Fernando Schweitzer, Florianópolis-SC - Ator Não-Global, Diretor Teatral, Cantor, Escritor e Jornalista
"A liberdade da mídia não se mede pelo que se pode dizer, mas pelo que se ousa mudar." Muito se falou e muito mais se falará sobre política, mídia e futebol. Três pilares da discussão social que, em tempos de polarização extrema, assumem contornos ainda mais radicais. O mundo de 2025 se vê novamente imerso no retorno da ultradireita, reconfigurando narrativas e redefinindo as prioridades do entretenimento e da informação.
A TV, como reflexo da sociedade, espelha essas mudanças e, em alguns casos, reforça suas estruturas. No Brasil, onde a tradicional dominação das grandes emissoras sempre ditou o consumo midiático, a rigidez dos formatos e a busca incessante por status continuam sendo elementos centrais na cultura televisiva. Mas até que ponto esse modelo ainda se sustenta?
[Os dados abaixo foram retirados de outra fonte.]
PR #4250, opened 2025-04-23
perf(weave): add purpose built endpoint for project data

gtarpenning:
## Description

[WB-24603](https://wandb.atlassian.net/browse/WB-24603)

Adds a purpose built endpoint for checking if a project has traces. Query `project_check` with a request payload of the `project_id` and get back a `has_data` bool.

O Paradigma da TV Aberta: Brasil x Argentina
Ao visitar Buenos Aires, é impossível não notar um ecossistema televisivo distinto do brasileiro. A líder argentina, Telefe, embora ocupando um papel dominante, apresenta uma dinâmica diferente: a busca pelo conteúdo acima do status. Um exemplo clássico é o programa CQC, originado na produtora independente Cuatro Cabezas e transmitido por diferentes canais no mundo ao longo dos anos e em seu país nativo mudou de emissora algumas vezes.
No Brasil, essa mobilidade televisiva é rara. Programas como "Ídolos" apenas migraram de emissora devido a questões contratuais internacionais. Fora isso, formatos se mantêm estagnados e, mesmo quando perdem seu elenco principal, persistem como marcas imutáveis. Isso cria uma estrutura de dependência de grandes redes, fazendo com que a qualidade seja frequentemente subordinada à reputação de seus astros e não ao potencial criativo.
A Nova Ordem Midiática e o Avanço da Ultradireita
Com o renascimento da ultradireita ao redor do mundo, incluindo o Brasil, a comunicação passa a ser instrumentalizada de forma ainda mais incisiva. O discurso de que apenas "uma verdade oficial" deve prevalecer cresce, minando espaços de experimentação cultural e consolidando um oligopólio ideológico na mídia.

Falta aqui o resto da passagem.